Foto: EPA / ABEDIN TAHERKENAREH

Las columnas de humo negro han desdibujado las montañas de Teherán tras el impacto de bombas israelíes sobre una refinería. El régimen iraní ha difundido dichas imágenes junto a otras que muestran hospitales alcanzados, como prueba de que Israel también golpea infraestructura civil. Desde el inicio de la ofensiva el viernes, las cifras oficiales hablan de al menos 224 muertos y cerca de un millar de heridos. Israel, por su parte, defiende su estrategia alegando que muchos objetivos militares están incrustados en zonas residenciales, y ha asegurado haber destruido un tercio de las lanzaderas de misiles iraníes con bombardeos "quirúrgicos".

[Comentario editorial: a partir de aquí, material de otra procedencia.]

PR #2639, opened 2024-10-03
NO-ISSUE: Increase Playwright toHaveScreenshot assertion threshold to 10%

ljmotta:
This is a temporary solution.

We don't have a reproducible environment to locally create the screenshots. This causes minimal differences in the comparison of local screenshots with the CI screenshots. Increasing the threshold will avoid failing tests due to these minimal differences, but broken screenshots will make the test pass as well.

### DIFF
--- a/packages/boxed-expression-component/playwright.config.ts
+++ b/packages/boxed-expression-component/playwright.config.ts
@@ -40,7 +40,7 @@ const customConfig = defineConfig({
     toHaveScreenshot: {
       // An acceptable ratio of pixels that are different to the
       // total amount of pixels, between 0 and 1.
-      maxDiffPixelRatio: 0.001,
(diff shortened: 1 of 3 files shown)


jomarko (commented):
my tests (boxed-expression-component) are failing and reporting 0.01 of pixels to differ, not sure about other team members, I mean maybe we do not need 0.1, maybe sth like 0.08, 0.05 ...

otherwise I agree with this as temporal solution

ljmotta:
@jomarko If we increase past 1~2% we're already allowing errors to be asserted as they don't exist. This was the reason behind the previous 0.1% threshold. So I don't think changing to a smaller number will make any difference.

yesamer (approved):

tiagobento (approved):

PR #2655, opened 2024-10-10
NO-ISSUE: Add license header

jomarko:


packages/stunner-editors/kie-wb-common-stunner/kie-wb-common-stunner-sets/kie-wb-common-stunner-bpmn/kie-wb-common-stunner-bpmn-marshalling/src/main/java/org/kie/workbench/common/stunner/bpmn/client/marshall/converters/tostunner/properties/util/CorrelationPropertyReaderUtils.java
```diff
@@ -1,5 +1,25 @@
 package org.kie.workbench.common.stunner.bpmn.client.marshall.converters.tostunner.properties.util;
 
+/*
```
yesamer, line 3: Why after "package" ?

packages/stunner-editors/kie-wb-common-stunner/kie-wb-common-stunner-sets/kie-wb-common-stunner-bpmn/kie-wb-common-stunner-bpmn-marshalling/src/main/java/org/kie/workbench/common/stunner/bpmn/client/marshall/converters/tostunner/properties/util/CorrelationReaderData.java
```diff
@@ -1,5 +1,25 @@
 package org.kie.workbench.common.stunner.bpmn.client.marshall.converters.tostunner.properties.util;
 
+/*
```
yesamer, line 3: Why after "package" ?

packages/stunner-editors/errai-common/src/main/java/org/jboss/errai/common/compat/javax/annotation/processing/Generated.java
```diff
@@ -40,6 +40,26 @@
...
+ * 
+ * Unless required by applicable law or agreed to in writing,
+ * software distributed under the License is distributed on an
+ * "AS IS" BASIS, WITHOUT WARRANTIES OR CONDITIONS OF ANY
+ * KIND, either express or implied.  See the License for the
+ * specific language governing permissions and limitations
+ * under the License.
+ */
+
+
```
yesamer, line 62: Why after "package" ?

yesamer: @jomarko This is a copied file from javax.annotation module.... not sure we can mark it with our package, please double check

packages/stunner-editors/errai-common/src/main/java/org/jboss/errai/common/client/util/TimeUnit.java
```diff
@@ -6,6 +6,26 @@
 
 package org.jboss.errai.common.client.util;
 
+/*
+ * Licensed to the Apache Software Foundation (ASF) under one
+ * or more contributor license agreements.  See the NOTICE file
+ * distributed with this work for additional information
+ * regarding copyright ownership.  The ASF licenses this file
```
yesamer, line 13: Why after "package" ?

jomarko:
@yesamer hi, thank you for comments. In this message, lets discuss `Why after "package"`.

I used https://creadur.apache.org/rat017/apache-rat/ tool for adding the headers, especially the `--edit-license` option. I and @jstastny-cz used this tool for licenses presence verification, so I thought using it for license addition will be not problematic.

I see your point, that it is not consistent with the rest of similar files. Now it is question, if we have other automatic way of adding headers that would be:
- compatible with the kie build
- compatible with the existing headers placement
- compatible with the `apache-rat` automatic checks or if we have other tool for apache licenses header checks

Situation is even more complicated, for some yaml files related to helm-chart that I thought they need to license, running `pnpm format` will remove headers from them.

yesamer:
@jomarko Thank you for the explanation. It makes sense, and ultimately those Java files are part of the old editors... which should be dismissed in the future. I still believe that the Generated class shouldn't be marked with the Apache header, as copied from javax package.

jomarko:
This will be addressed via https://github.com/apache/incubator-kie-issues/issues/1613

PR #2657, opened 2024-10-11
kie-issues#1527: DMN Editor: Create new overlay option 'Highlight evaluation results'

### LINKED ISSUE #1527: DMN Editor: Create new overlay option “Highlight evaluation results”
Add a new option in the overlay menu to enable/disable the evaluation highlights as shown in [1]. This option must be available in the editor state as the other overlay options, and must be present only when the DMN Editor has a specific prop **"evaluationHighlights: boolean"**. After enabled, a badge will appear in the DMN Editor [2]. Clicking on the badge will disable the overlay and will hide the badge. The badge will be always present in the Boxed Expression Editor, either enabled or disabled as illustrated in [3].

[1]
image-2024-10-09-19-16-23-450

[2]
image-2024-10-09-19-16-32-095

[3]
image-2024-10-09-19-16-37-632

jomarko:
Closes: https://github.com/apache/incubator-kie-issues/issues/1527


packages/dmn-editor/src/overlaysPanel/OverlaysPanel.tsx
```diff
@@ -159,6 +161,27 @@ export function OverlaysPanel({ availableHeight }: OverlaysPanelProps) {
             }
           />
         </FormGroup>
+        <FormGroup
+          label={"Enable evaluation highlights"}
+          labelIcon={
+            <Tooltip
+              content={"Enable evaluation highlights on nodes(decisions?), decision tables and conditional expressions"}
```
jomarko: I will appreciate any hints, how to update this tooltip text. Not sure how much information it should provide.

packages/dmn-editor/src/store/Store.ts
```diff
@@ -110,6 +110,7 @@ export interface State {
       enableExecutionHitsHighlights: boolean;
       enableDataTypesToolbarOnNodes: boolean;
       enableCustomNodeStyles: boolean;
+      evaluationHighlights: boolean;
```
jomarko: there is existing **enableExecutionHitsHighlights**, however not sure if we should:
- keep it
- replace it with **evaluationHighlights**
- other action

tiagobento: `enableExecutionHitsHighlights` was supposed to be exactly what `evaluationHighlights` is going to be. Please remove `enableExecutionHitsHighlights` and continue with `evaluationHighlights`. Note that `enableEvaluationHighlights` is a better name.

packages/dmn-editor/src/overlaysPanel/OverlaysPanel.tsx
tiagobento: "Enable highlighting Decision Table rules and Boxed Conditional Expression branches based on evaluation results, also showing success/error status badges on Decision nodes."

jomarko: thank you

packages/dmn-editor/src/store/Store.ts
jomarko: thank you, applied

packages/dmn-editor/src/evaluationHighlights/EvaluationHighlightsBadge.tsx
```diff
@@ -0,0 +1,46 @@
...
+ * specific language governing permissions and limitations
+ * under the License.
+ */
+
+import * as React from "react";
+import { useDmnEditorStore, useDmnEditorStoreApi } from "../store/StoreContext";
+
+export function EvaluationHighlightsBadge() {
+  const dmnEditorStoreApi = useDmnEditorStoreApi();
+  const isEvaluationHighlights = useDmnEditorStore((s) => s.diagram.overlays.enableEvaluationHighlights);
```
tiagobento:
```suggestion
  const isEvaluationHighlightsEnabled = useDmnEditorStore((s) => s.diagram.overlays.enableEvaluationHighlights);
```

tiagobento (dismissed):

tiagobento:
Other than that ^ looks good to go! :)

packages/dmn-editor/src/evaluationHighlights/EvaluationHighlightsBadge.tsx
jomarko: thank you @tiagobento, I agree, it is a better name, changes pushed

tiagobento:
image


Border looks a little off, and the tooltip says (beta), but it isn't.

Also, I think the idea of having this as a https://www.patternfly.org/components/label/ instead of a "Button" is important to give it a different look compared to the other buttons, since this this is not really a button, but more like an indicator that the Evaluation highlights are turned on.

Same is true for the toggle on BEE.

We also need to be mindful of the case we choose when writing text on-screen. I always prefer to capitalize only the first word, not all words, so the label would read "Evaluation highlights: on/off", instead of "Evaluation Highlights: On/Off".

Another thing that caught my eye was the little displacement that happened when the I toggled between on and off on BEE, because of difference in text size. Being mindful of layout shifts is also very important for a good experience when using a web app.

Please consider my feedback, and let me know if you have questions!

jomarko:
@tiagobento good feedback, I will try to incorporate it.

> Border looks a little off, and the tooltip says (beta), but it isn't.

I will remove the "(beta)". Oh, you are correct, I haven't noticed the border off placement. It is an example that author eyes are focused on other things than reviewer eyes. Thank you for spotting.

> Also, I think the idea of having this as a https://www.patternfly.org/components/label/ instead of a "Button" is important to give it a different look compared to the other buttons, since this this is not really a button, but more like an indicator that the Evaluation highlights are turned on.

Ok, probably this I didn't understand from mockup. There it seemed to me as UI element with same semantic as other elements in that area, that is why I used the button. I will incorporate your proposal.

> Same is true for the toggle on BEE.

Sure.

> We also need to be mindful of the case we choose when writing text on-screen. I always prefer to capitalize only the first word, not all words, so the label would read "Evaluation highlights: on/off", instead of "Evaluation Highlights: On/Off".

I do not have preference about this. I don't mind follow your suggestion.

> Another thing that caught my eye was the little displacement that happened when the I toggled between on and off on BEE, because of difference in text size. Being mindful of layout shifts is also very important for a good experience when using a web app.

WIll try to fix the size of the new toggle/label. However, that will probably won't work with potential i18n in future.

jomarko:
Changes pushed:
Screenshot 2024-10-18 121225
Screenshot 2024-10-18 121220
Screenshot 2024-10-18 121209

ljmotta:
@jomarko The code looks great, but I found an issue in the UI. Using the toggle makes the overflow Y appear. This only happens when the Overlay panel is close to the bottom of the Editor, which is the case for me in the default zoom (100%).


https://github.com/user-attachments/assets/2c0a0c2d-5106-48c6-b19b-11216cc57eac


BUG (100%):

image

image


OK (90%): 

image

ljmotta (approved):
@jomarko I took a look into `main` and I could reproduce the bug by zooming in. I'll file a new issue for the behavior I described in my comment.

EDIT: https://github.com/apache/incubator-kie-issues/issues/1679

yesamer (approved):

La realidad en Israel es otra: más de 370 misiles iraníes han sido lanzados en tan solo 72 horas, además de decenas de drones. Algunos han logrado esquivar el escudo antiaéreo. En el centro del país, cuatro ancianos han muerto al no alcanzar el refugio a tiempo. Tel Aviv también ha sufrido daños, incluso sus sinagogas. Cerca de Haifa, el ministro de Seguridad Nacional y ultraderechista israelí, Itamar Ben Gvir, ha pedido la guerra total en plena calle, entre escombros y vecinos que lo han perdido todo.

Foto: MAXAR TECHNOLOGIES

Esta madrugada Irán ha vuelto a atacar con misiles varias ciudades israelíes, dejando 5 personas fallecidas y más de 90 heridas. Es la cuarta noche consecutiva de bombardeos entre ambos países y una escalada militar sin precedentes en décadas. Jesús Núñez, codirector del Instituto de Estudios sobre Conflictos y Acción Humanitaria, lo analiza en Las Mañanas de RNE: "Ya no hablamos de un golpe más entre Tel Aviv e Irán, sino de una guerra abierta que tiene un potencial de escalada regional que puede llevar al absoluto descontrol". Núñez considera que hay dos escenarios posibles de actuación en este conflicto: "O bien puede que Irán agache la cabeza y firme lo que le pongan delante [...] O si se dota de armas nucleares, inmediatamente detrás Arabia Saudí, Turquía y algunos otros van a entrar también en esa carrera", concluye.